Winner of the 2005 Original Sushi Competition. Recipe by Cynthia Awor-Ojera.


2 pieces

  • 1 chicken breast fillet
  • 1/4 lime
  • 1 tsp chinese five spice seasoning
  • 1 crushed garlic clove
  • 1 chilli
  • Crushed chilli crisps
  • Pinch of salt
  • 1/2 thinly chopped red & green pepper
  • Thinly chopped spring onion
  • Groundnut oil
  • Small bowl of cooked sushi rice
  • 1 tsp soy sauce
  • 1 tsp grated ginger
  • thin slices of nori, to garnish


  1. Slice chicken fillet in half, place between cling film and bat until thin.

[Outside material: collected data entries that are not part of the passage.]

PR #324405, opened 2024-07-03
git-instafix: add quodlibetor as maintainer

quodlibetor:
## Description of changes

I write git-instafix and I want to be added to the reviewers list when it gets updated in nixpkgs.

## Things done

No changes or testing except adding myself as a maintainer.

### DIFF
--- a/maintainers/maintainer-list.nix
+++ b/maintainers/maintainer-list.nix
@@ -16479,6 +16479,12 @@
     githubId = 39039420;
     name = "Quinn Dougherty";
   };
+  quodlibetor = {
+    email = "quodlibetor@gmail.com";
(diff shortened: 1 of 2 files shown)


superherointj:
Add yourself to this file:

https://github.com/NixOS/nixpkgs/blob/master/maintainers/maintainer-list.nix

It should be a different commit. And it should come first. This order:

> maintainers: add quodlibetor

> git-instafix: add quodlibetor as maintainer

The order is necessary because second commit depends on first. Or else, eval fails!

quodlibetor:
thanks, lmk if it's not quite right.

superherointj (approved):

PR #324419, opened 2024-07-03
linux: multiple outputs for kernel targets

fpletz:
## Description of changes

Preview of an alternative idea for #244706 and inspired by #287122. Needs #239721.

This adds outputs for all built kernel targets and provides symlinks to all built images in the default output for compatibility. This way we can get rid of `lib.platforms.*.linux-kernel.target` eventually and we don't have to build the kernel multiple times for every target.

Looking for feedback. Is this maybe a way to go?

## TODO

 - [ ] Change NixOS bootloader code to use the outputs
 - [ ] Don't depend on all images in the NixOS system closure
 - [ ] Remove target from `lib.platforms.*.linux-kernel`
 - [ ] Maybe split modules and dtbs in separate outputs
 - [ ] Code cleanups for better readability

## Things done

- Built on platform(s)
  - [x] x86_64-linux
  - [x] aarch64-linux
  - [ ] x86_64-darwin
  - [ ] aarch64-darwin
  - [ ] `sandbox = relaxed`
  - [ ] `sandbox = true`
- [ ] Tested, as applicable:

---

### DIFF
--- a/pkgs/os-specific/linux/kernel/generic.nix
+++ b/pkgs/os-specific/linux/kernel/generic.nix
@@ -1,3 +1,12 @@
+let
+  # Map of images representations to legacy Makefile targets.
+  defaultMapKernelToInstallTargets = {
+    "uImage" = "uinstall";
+    "zImage" = "zinstall";
+    "Image.gz" = "zinstall";
+    "vmlinuz.efi" = "zinstall";
+  };
+in
 { buildPackages
 , callPackage
 , perl
@@ -70,6 +79,12 @@ lib.makeOverridable ({ # The kernel source tarball.
 # easy overrides to stdenv.hostPlatform.linux-kernel members
 , autoModules ? stdenv.hostPlatform.linux-kernel.autoModules
 , preferBuiltin ? stdenv.hostPlatform.linux-kernel.preferBuiltin or false
+, kernelTargets ?
+    if stdenv.hostPlatform.isAarch64 then
+      ["Image" "vmlinuz.efi"]
+    else
+      [stdenv.hostPlatform.linux-kernel.target]
+, installTargets ? lib.unique (map (target: defaultMapKernelToInstallTargets.${target} or "install") kernelTargets)
 , kernelArch ? stdenv.hostPlatform.linuxArch
 , kernelTests ? []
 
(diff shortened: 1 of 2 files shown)


pkgs/os-specific/linux/kernel/manual-config.nix
```diff
@@ -128,10 +137,10 @@ let
       ++ optionals withRust [ rustc rust-bindgen ]
       ;
 
-    in (optionalAttrs isModular { outputs = [ "out" "dev" ]; }) // {
+    in (optionalAttrs isModular { outputs = [ "out" "dev" ] ++ (lib.attrValues targetsToOutput); }) // {
```
jmbaur, line 140: We would end up wanting to have outputs even if the kernel wasn't built with module support.

jmbaur:
Overall really like the concept! Would be very nice to be able to easily switch between different kernel image types without incurring the cost of a rebuild. I think using derivation outputs as the differentiator between different image types seems like the right way to go here. I think we will also need to modify https://github.com/nixos/nixpkgs/blob/d5e0de612a503ff9c1a3fe2d0853c0fbbe336fbd/nixos/modules/system/activation/top-level.nix#L104 to take account for this as well. This also probably makes that option (`system.boot.loader.kernelFile`) the best way to go for choosing the kernel image type for a given nixos config, so it probably makes sense to make that option no longer marked as internal.

pkgs/os-specific/linux/kernel/generic.nix
```diff
@@ -70,6 +79,12 @@ lib.makeOverridable ({ # The kernel source tarball.
 # easy overrides to stdenv.hostPlatform.linux-kernel members
 , autoModules ? stdenv.hostPlatform.linux-kernel.autoModules
 , preferBuiltin ? stdenv.hostPlatform.linux-kernel.preferBuiltin or false
+, kernelTargets ?
+    if stdenv.hostPlatform.isAarch64 then
+      ["Image" "vmlinuz.efi"]
+    else
+      [stdenv.hostPlatform.linux-kernel.target]
+, installTargets ? lib.unique (map (target: defaultMapKernelToInstallTargets.${target} or "install") kernelTargets)
```
jmbaur, line 87: I'm not sure how valuable it is to have a separate argument for `installTargets`, as I can't imagine a scenario where the `kernelTargets` passed wouldn't be directly correlated to `installTargets`. My understanding is the linux makefiles accept the kernel image targets as make targets already (e.g. `make bzImage` works directly, so something like `make Image vmlinuz.efi` should work as well)

PR #320502, opened 2024-06-17
spades: 3.15.5 -> 4.0.0

bzizou:
## Description of changes

Upgrade to Spades 4.0.0

- compilation bug with gcc 13 has been fixed upstream
- copytree.patch suggested and accepted upstream
 
## Things done

- Built on platform(s)
  - [X] x86_64-linux
  - [ ] aarch64-linux
  - [ ] x86_64-darwin
  - [ ] aarch64-darwin
- For non-Linux: Is sandboxing enabled in `nix.conf`? (See [Nix manual](https://nixos.org/manual/nix/stable/command-ref/conf-file.html))
  - [ ] `sandbox = relaxed`
  - [ ] `sandbox = true`
- [ ] Tested, as applicable:
  - [NixOS test(s)](https://nixos.org/manual/nixos/unstable/index.html#sec-nixos-tests) (look inside [nixos/tests](https://github.com/NixOS/nixpkgs/blob/master/nixos/tests))
  - and/or [package tests](https://github.com/NixOS/nixpkgs/blob/master/pkgs/README.md#package-tests)
  - or, for functions and "core" functionality, tests in [lib/tests](https://github.com/NixOS/nixpkgs/blob/master/lib/tests) or [pkgs/test](https://github.com/NixOS/nixpkgs/blob/master/pkgs/test)
  - made sure NixOS tests are [linked](https://nixos.org/manual/nixpkgs/unstable/#ssec-nixos-tests-linking) to the relevant packages
- [ ] Tested compilation of all packages that depend on this change using `nix-shell -p nixpkgs-review --run "nixpkgs-review rev HEAD"`. Note: all changes have to be committed, also see [nixpkgs-review usage](https://github.com/Mic92/nixpkgs-review#usage)
- [X] Tested basic functionality of all binary files (usually in `./result/bin/`) ---> `./result/bin/spades.py --test`
- [24.11 Release Notes](https://github.com/NixOS/nixpkgs/blob/master/nixos/doc/manual/release-notes/rl-2411.section.md) (or backporting [23.11](https://github.com/NixOS/nixpkgs/blob/master/nixos/doc/manual/release-notes/rl-2311.section.md) and [24.05](https://github.com/NixOS/nixpkgs/blob/master/nixos/doc/manual/release-notes/rl-2405.section.md) Release notes)
  - [ ] (Package updates) Added a release notes entry if the change is major or breaking
  - [ ] (Module updates) Added a release notes entry if the change is significant
[...]

PR #324428, opened 2024-07-03
spades: mark broken for darwin

superherointj:
spades: mark broken for darwin

https://hydra.nixos.org/build/264908242/nixlog/1

https://github.com/NixOS/nixpkgs/pull/320502#issuecomment-2207402806

CC @bzizou

### DIFF
--- a/pkgs/by-name/sp/spades/package.nix
+++ b/pkgs/by-name/sp/spades/package.nix
@@ -69,6 +69,6 @@ stdenv.mkDerivation (finalAttrs: {
       "x86_64-darwin"
     ];
     maintainers = with lib.maintainers; [ bzizou ];
-    broken = stdenv.hostPlatform.isMusl;
+    broken = stdenv.hostPlatform.isMusl && stdenv.isDarwin;
   };
 })


wegank:
Oh, that's faster than my fix :-D

pkgs/by-name/sp/spades/package.nix
```diff
@@ -69,6 +69,6 @@ stdenv.mkDerivation (finalAttrs: {
       "x86_64-darwin"
     ];
     maintainers = with lib.maintainers; [ bzizou ];
-    broken = stdenv.hostPlatform.isMusl;
+    broken = stdenv.hostPlatform.isMusl && stdenv.isDarwin;
```
prusnak, line 72: This is wrong. It should have been `||` instead of `&&`

khaneliman:
> Oh, that's faster than my fix :-D

Lol 11 minute unreviewed speed merge

pkgs/by-name/sp/spades/package.nix
superherointj: That's why we have to rest well.

PR #320187, opened 2024-06-16
db4: fix configure with llvm

RossComputerGuy:
## Description of changes

Can be tested by building `pkgsLLVM.db4` (`nix-build -A pkgsLLVM.db4` / `nix build .#pkgsLLVM.db4`)

Fixes #315245

## Things done

- Built on platform(s)
  - [ ] x86_64-linux
  - [x] aarch64-linux
  - [ ] x86_64-darwin
  - [ ] aarch64-darwin
- For non-Linux: Is sandboxing enabled in `nix.conf`? (See [Nix manual](https://nixos.org/manual/nix/stable/command-ref/conf-file.html))
  - [ ] `sandbox = relaxed`
  - [ ] `sandbox = true`
- [ ] Tested, as applicable:
  - [NixOS test(s)](https://nixos.org/manual/nixos/unstable/index.html#sec-nixos-tests) (look inside [nixos/tests](https://github.com/NixOS/nixpkgs/blob/master/nixos/tests))
  - and/or [package tests](https://github.com/NixOS/nixpkgs/blob/master/pkgs/README.md#package-tests)
  - or, for functions and "core" functionality, tests in [lib/tests](https://github.com/NixOS/nixpkgs/blob/master/lib/tests) or [pkgs/test](https://github.com/NixOS/nixpkgs/blob/master/pkgs/test)
  - made sure NixOS tests are [linked](https://nixos.org/manual/nixpkgs/unstable/#ssec-nixos-tests-linking) to the relevant packages
- [ ] Tested compilation of all packages that depend on this change using `nix-shell -p nixpkgs-review --run "nixpkgs-review rev HEAD"`. Note: all changes have to be committed, also see [nixpkgs-review usage](https://github.com/Mic92/nixpkgs-review#usage)
- [ ] Tested basic functionality of all binary files (usually in `./result/bin/`)
- [24.11 Release Notes](https://github.com/NixOS/nixpkgs/blob/master/nixos/doc/manual/release-notes/rl-2411.section.md) (or backporting [23.11](https://github.com/NixOS/nixpkgs/blob/master/nixos/doc/manual/release-notes/rl-2311.section.md) and [24.05](https://github.com/NixOS/nixpkgs/blob/master/nixos/doc/manual/release-notes/rl-2405.section.md) Release notes)
  - [ ] (Package updates) Added a release notes entry if the change is major or breaking
  - [ ] (Module updates) Added a release notes entry if the change is significant
[...]

PR #324471, opened 2024-07-04
db4: fix pthread configure detection

paparodeo:
## Description of changes

add header stdlib.h so pthread detection doesn't fail do to a missing function prototype for exit.
    
    configure:21863: clang -o conftest -O3   -D_GNU_SOURCE -D_REENTRANT
    conftest.c  >&5
    conftest.c:52:2: error: call to undeclared library function 'exit' with
    type 'void (int) __attribute__((noreturn))'; ISO C99 and later do not
    support implicit function declarations [-Wimplicit-function-declaration]
       52 |         exit (
          |         ^
    conftest.c:52:2: note: include the header <stdlib.h> or explicitly
    provide a declaration for 'exit'

additionally, add a leading space to line 218 to uncorrupt the patch -- git apply was complaining and failed to apply without fix.

this reverts the previous workaround https://github.com/NixOS/nixpkgs/pull/320187

testing: `nix-build -E 'with import ./.{}; db4.override { stdenv = clangStdenv; }` builds

## Things done

- Built on platform(s)
  - [x] x86_64-linux
  - [ ] aarch64-linux
  - [ ] x86_64-darwin
  - [ ] aarch64-darwin
  - [ ] `sandbox = relaxed`
  - [ ] `sandbox = true`
- [ ] Tested, as applicable:

---

### DIFF
--- a/pkgs/development/libraries/db/clang-4.8.patch
+++ b/pkgs/development/libraries/db/clang-4.8.patch
@@ -153,20 +153,40 @@ diff -ur a/dist/aclocal/clock.m4 b/dist/aclocal/clock.m4
 diff -ur a/dist/aclocal/mutex.m4 b/dist/aclocal/mutex.m4
 --- a/dist/aclocal/mutex.m4	1969-12-31 19:00:01.000000000 -0500
 +++ b/dist/aclocal/mutex.m4	2023-06-05 19:14:47.214158196 -0400
-@@ -4,6 +4,7 @@
+@@ -3,7 +3,9 @@
+ # POSIX pthreads tests: inter-process safe and intra-process only.
  AC_DEFUN(AM_PTHREADS_SHARED, [
  AC_TRY_RUN([
++#include <stdlib.h>
  #include <pthread.h>
 +int
  main() {
  	pthread_cond_t cond;
  	pthread_mutex_t mutex;
-@@ -46,6 +47,7 @@
+@@ -24,6 +26,7 @@ main() {
+ 	pthread_mutexattr_destroy(&mutexattr));
+ }], [db_cv_mutex="$1"],,
+ AC_TRY_LINK([
++#include <stdlib.h>
+ #include <pthread.h>],[
+ 	pthread_cond_t cond;
+ 	pthread_mutex_t mutex;
+@@ -45,7 +48,9 @@ AC_TRY_LINK([
+ ], [db_cv_mutex="$1"]))])
  AC_DEFUN(AM_PTHREADS_PRIVATE, [
  AC_TRY_RUN([
++#include <stdlib.h>
  #include <pthread.h>
 +int
  main() {
+ 	pthread_cond_t cond;
+ 	pthread_mutex_t mutex;
+@@ -64,6 +69,7 @@ main() {
+ 	pthread_mutexattr_destroy(&mutexattr));
+ }], [db_cv_mutex="$1"],,
+ AC_TRY_LINK([
++#include <stdlib.h>
+ #include <pthread.h>],[
  	pthread_cond_t cond;
  	pthread_mutex_t mutex;
 diff -ur a/dist/aclocal/sequence.m4 b/dist/aclocal/sequence.m4
@@ -183,7 +203,7 @@ diff -ur a/dist/aclocal/sequence.m4 b/dist/aclocal/sequence.m4
  			$db_cv_seq_type l;
  			unsigned $db_cv_seq_type u;
 @@ -59,7 +62,9 @@
-				return (1);
+ 				return (1);
  			return (0);
  		}],, [db_cv_build_sequence="no"],
 -		AC_TRY_LINK(,[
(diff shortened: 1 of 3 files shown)


paparodeo:
cc: @@drupol @RossComputerGuy

drupol:
Don't you think this patch should be submitted upstream instead ?

paparodeo:
> Don't you think this patch should be submitted upstream instead ?

it is fixed for db5, tho there are still a bunch of patches in nix for that version as well, one being that main needs to return an int. the patches for the various db versions are:
https://github.com/NixOS/nixpkgs/tree/master/pkgs/development/libraries/db

and if i untar the source for db4 the dates are all `Apr 12 2010` and the homepage url points to https://www.oracle.com/database/technologies/related/berkeleydb.html so not sure where to send a patch to.

so i get the feeling that this version is pretty old so am not sure where to upstream the patch.

drupol:
Fair enough.

pkgs/development/libraries/db/generic.nix
```diff
@@ -67,8 +67,7 @@ stdenv.mkDerivation (rec {
       (if compat185 then "--enable-compat185" else "--disable-compat185")
     ]
     ++ lib.optional dbmSupport "--enable-dbm"
-    ++ lib.optional stdenv.isFreeBSD "--with-pic"
-    ++ (drvArgs.configureFlags or []);
+    ++ lib.optional stdenv.isFreeBSD "--with-pic";
```
drupol, line 70:
```suggestion
    ++ lib.optionals stdenv.isFreeBSD [ "--with-pic" ];
```
Opinionated: I would use `lib.optionals` instead, since `configureFlags` is a list. Semantically, it makes more sense to me.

Season with garlic, lime juice, five spice, salt, pepper, groundnut oil and leave to marinate.
  2. Place the cooked sushi rice into a bowl with ginger, spring onions, pepper, salt and soy sauce, mix well and leave to infuse.
  3. Place chicken on a clean surface, place rice in the middle and roll carefully and put it in a steamer for 4 mins. Once cooked, leave to cool for a few minutes.
  4. Place cling film on mat, spread sushi rice and crushed chilli crisps on top. Place steamed chicken on the corner, and roll. Thinly slice, and carefully wrap a slice of nori around each slice.